** Your instructions **
In how many lines of the records below does the word "related" appear? Answer with the number alone.

[[ Data records, beginning ]]

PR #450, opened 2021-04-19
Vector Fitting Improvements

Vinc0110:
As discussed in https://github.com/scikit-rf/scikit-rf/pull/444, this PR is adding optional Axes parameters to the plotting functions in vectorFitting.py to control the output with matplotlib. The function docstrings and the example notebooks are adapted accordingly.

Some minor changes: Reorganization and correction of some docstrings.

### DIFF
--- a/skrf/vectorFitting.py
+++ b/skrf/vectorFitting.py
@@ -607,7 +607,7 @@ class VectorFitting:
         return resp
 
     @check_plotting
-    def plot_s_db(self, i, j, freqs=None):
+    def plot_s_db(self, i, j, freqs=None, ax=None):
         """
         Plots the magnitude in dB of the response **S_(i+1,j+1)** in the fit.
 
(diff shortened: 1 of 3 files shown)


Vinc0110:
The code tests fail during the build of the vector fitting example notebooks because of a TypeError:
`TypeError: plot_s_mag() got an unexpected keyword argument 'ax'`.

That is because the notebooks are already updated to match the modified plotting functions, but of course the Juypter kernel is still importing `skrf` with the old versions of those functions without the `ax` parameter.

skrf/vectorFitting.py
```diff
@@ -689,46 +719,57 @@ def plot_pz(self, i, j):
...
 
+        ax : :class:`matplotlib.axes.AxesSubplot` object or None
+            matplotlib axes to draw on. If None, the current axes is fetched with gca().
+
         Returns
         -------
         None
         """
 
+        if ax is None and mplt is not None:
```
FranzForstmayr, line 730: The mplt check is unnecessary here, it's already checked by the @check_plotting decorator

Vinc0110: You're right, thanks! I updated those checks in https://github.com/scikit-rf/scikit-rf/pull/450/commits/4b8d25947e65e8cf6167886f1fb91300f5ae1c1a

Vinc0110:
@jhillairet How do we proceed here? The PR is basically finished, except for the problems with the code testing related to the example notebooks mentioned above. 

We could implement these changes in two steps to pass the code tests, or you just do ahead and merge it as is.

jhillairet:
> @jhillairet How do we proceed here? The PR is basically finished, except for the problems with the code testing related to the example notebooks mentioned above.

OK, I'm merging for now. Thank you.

[[ Data records, end ]]

** Response to this task **
2